BEGIN RECORDS PROVIDED

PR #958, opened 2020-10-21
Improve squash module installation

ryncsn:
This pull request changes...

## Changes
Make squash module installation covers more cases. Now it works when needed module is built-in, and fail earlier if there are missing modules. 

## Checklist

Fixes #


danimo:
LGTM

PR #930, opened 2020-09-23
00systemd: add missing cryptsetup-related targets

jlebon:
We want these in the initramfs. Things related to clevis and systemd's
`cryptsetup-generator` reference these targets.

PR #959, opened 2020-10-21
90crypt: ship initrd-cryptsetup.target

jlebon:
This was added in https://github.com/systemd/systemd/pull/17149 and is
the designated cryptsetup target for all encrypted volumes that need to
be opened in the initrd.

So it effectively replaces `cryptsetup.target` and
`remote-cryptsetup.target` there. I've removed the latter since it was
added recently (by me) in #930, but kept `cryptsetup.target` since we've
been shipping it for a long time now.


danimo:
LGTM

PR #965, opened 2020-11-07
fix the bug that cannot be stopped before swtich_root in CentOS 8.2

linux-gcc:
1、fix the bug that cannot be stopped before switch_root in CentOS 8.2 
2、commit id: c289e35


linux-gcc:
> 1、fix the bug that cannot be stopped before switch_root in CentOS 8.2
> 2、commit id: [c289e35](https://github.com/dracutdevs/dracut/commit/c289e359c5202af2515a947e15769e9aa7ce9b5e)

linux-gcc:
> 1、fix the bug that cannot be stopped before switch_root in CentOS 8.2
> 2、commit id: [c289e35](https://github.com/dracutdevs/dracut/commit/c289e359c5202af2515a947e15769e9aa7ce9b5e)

END RECORDS PROVIDED
BEGIN RECORDS PROVIDED

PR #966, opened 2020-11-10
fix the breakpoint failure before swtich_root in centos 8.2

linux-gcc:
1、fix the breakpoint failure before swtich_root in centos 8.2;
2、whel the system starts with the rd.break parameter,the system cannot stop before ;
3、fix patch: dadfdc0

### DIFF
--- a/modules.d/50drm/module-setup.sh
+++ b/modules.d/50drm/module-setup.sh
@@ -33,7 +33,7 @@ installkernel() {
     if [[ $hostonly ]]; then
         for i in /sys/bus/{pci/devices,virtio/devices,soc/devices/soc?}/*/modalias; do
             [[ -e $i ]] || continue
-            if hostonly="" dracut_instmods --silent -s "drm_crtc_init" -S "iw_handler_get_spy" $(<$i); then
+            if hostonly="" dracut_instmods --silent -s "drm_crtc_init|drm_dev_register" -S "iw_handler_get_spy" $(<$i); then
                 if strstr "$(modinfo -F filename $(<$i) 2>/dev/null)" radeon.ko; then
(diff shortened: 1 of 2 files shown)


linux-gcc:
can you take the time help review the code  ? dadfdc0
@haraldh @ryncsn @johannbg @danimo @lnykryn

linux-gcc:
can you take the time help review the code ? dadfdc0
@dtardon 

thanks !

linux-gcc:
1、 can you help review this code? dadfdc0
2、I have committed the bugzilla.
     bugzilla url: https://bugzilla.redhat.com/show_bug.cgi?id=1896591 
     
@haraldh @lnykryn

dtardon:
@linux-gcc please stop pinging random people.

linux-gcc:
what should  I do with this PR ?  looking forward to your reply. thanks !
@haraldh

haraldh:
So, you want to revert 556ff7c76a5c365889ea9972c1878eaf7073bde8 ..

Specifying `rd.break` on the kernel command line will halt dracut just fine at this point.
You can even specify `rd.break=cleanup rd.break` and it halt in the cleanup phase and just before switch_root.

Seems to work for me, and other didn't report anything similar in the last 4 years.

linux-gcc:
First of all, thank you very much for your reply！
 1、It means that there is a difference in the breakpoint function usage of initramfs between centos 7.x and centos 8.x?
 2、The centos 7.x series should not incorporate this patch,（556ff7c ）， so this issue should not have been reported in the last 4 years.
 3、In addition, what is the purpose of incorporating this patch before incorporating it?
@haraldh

END RECORDS PROVIDED
BEGIN RECORDS PROVIDED

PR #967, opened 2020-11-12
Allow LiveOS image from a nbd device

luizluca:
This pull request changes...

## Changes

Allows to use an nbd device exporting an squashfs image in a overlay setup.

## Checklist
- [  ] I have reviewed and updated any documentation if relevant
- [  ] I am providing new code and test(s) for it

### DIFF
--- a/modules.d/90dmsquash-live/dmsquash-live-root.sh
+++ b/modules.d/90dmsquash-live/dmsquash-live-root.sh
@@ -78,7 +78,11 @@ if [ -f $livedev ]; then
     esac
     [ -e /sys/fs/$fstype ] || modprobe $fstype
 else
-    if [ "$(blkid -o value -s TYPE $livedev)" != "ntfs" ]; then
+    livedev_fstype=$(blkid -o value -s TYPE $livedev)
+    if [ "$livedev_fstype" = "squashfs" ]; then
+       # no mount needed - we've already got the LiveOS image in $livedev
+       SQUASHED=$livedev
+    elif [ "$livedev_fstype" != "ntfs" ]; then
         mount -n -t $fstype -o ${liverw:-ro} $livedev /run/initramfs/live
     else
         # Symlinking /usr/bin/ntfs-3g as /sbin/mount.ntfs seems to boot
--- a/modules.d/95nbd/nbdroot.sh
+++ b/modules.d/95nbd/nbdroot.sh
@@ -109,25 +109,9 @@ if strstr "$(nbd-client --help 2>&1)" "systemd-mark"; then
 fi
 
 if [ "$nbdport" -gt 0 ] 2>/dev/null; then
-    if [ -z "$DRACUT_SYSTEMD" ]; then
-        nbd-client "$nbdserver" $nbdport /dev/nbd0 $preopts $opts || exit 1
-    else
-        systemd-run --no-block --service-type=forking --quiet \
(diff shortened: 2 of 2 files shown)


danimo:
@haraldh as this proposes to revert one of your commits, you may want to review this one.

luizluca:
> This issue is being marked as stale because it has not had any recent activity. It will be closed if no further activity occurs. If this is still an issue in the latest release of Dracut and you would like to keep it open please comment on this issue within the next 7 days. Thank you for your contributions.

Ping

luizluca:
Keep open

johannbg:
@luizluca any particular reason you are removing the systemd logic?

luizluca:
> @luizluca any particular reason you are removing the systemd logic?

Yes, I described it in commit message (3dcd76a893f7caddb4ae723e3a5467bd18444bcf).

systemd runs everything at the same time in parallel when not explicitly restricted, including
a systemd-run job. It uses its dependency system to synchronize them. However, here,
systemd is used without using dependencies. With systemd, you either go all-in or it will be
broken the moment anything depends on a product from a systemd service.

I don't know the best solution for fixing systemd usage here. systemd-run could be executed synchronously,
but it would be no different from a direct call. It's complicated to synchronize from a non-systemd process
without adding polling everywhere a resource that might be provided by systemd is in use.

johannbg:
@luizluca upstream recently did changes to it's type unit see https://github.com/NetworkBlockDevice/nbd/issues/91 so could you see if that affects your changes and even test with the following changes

END RECORDS PROVIDED

§ WHAT YOU NEED TO DO
Starting at the line above that contains "Make squash module", write out each line exactly until the line that contains "This was added" has been written, and stop there.

§ TASK ANSWER
Make squash module installation covers more cases. Now it works when needed module is built-in, and fail earlier if there are missing modules. 

## Checklist

Fixes #


danimo:
LGTM

PR #930, opened 2020-09-23
00systemd: add missing cryptsetup-related targets

jlebon:
We want these in the initramfs. Things related to clevis and systemd's
`cryptsetup-generator` reference these targets.

PR #959, opened 2020-10-21
90crypt: ship initrd-cryptsetup.target

jlebon:
This was added in https://github.com/systemd/systemd/pull/17149 and is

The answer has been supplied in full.